Stored data
PR #94, opened 2026-07-29
Prefer GL present for top-level swapchain windows (issue 91)

### LINKED ISSUE #91: Present Storm with GPU Rendering Enabled
## What happened

With Live's GPU renderer enabled (PR #74, which removes `-_ForceGdiBackend`), every `Present()` of Live's main window takes wined3d's GDI fallback path instead of presenting from the GPU. Each present reads the whole backbuffer off the GPU into system memory, wraps it in a GDI bitmap, and pushes it to the X server as a full-window image — about 14 MB per frame at 2560x1350.

Idle costs nothing, since nothing is presenting. Any sustained UI activity turns it into a firehose, and moving the mouse across the window is enough:

| | display-server traffic | CPU |
| --- | --- | --- |
| GPU renderer as shipped | ~650 MB/s | >1 full core (95-120%) |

» **TASK DETAILS**:
When you reach the end of the records, set them all down again exactly.

» **TASK ANSWER**:
PR #94, opened 2026-07-29
Prefer GL present for top-level swapchain windows (issue 91)

### LINKED ISSUE #91: Present Storm with GPU Rendering Enabled
## What happened

With Live's GPU renderer enabled (PR #74, which removes `-_ForceGdiBackend`), every `Present()` of Live's main window takes wined3d's GDI fallback path instead of presenting from the GPU. Each present reads the whole backbuffer off the GPU into system memory, wraps it in a GDI bitmap, and pushes it to the X server as a full-window image — about 14 MB per frame at 2560x1350.

Idle costs nothing, since nothing is presenting. Any sustained UI activity turns it into a firehose, and moving the mouse across the window is enough:

| | display-server traffic | CPU |
| --- | --- | --- |
| GPU renderer as shipped | ~650 MB/s | >1 full core (95-120%) |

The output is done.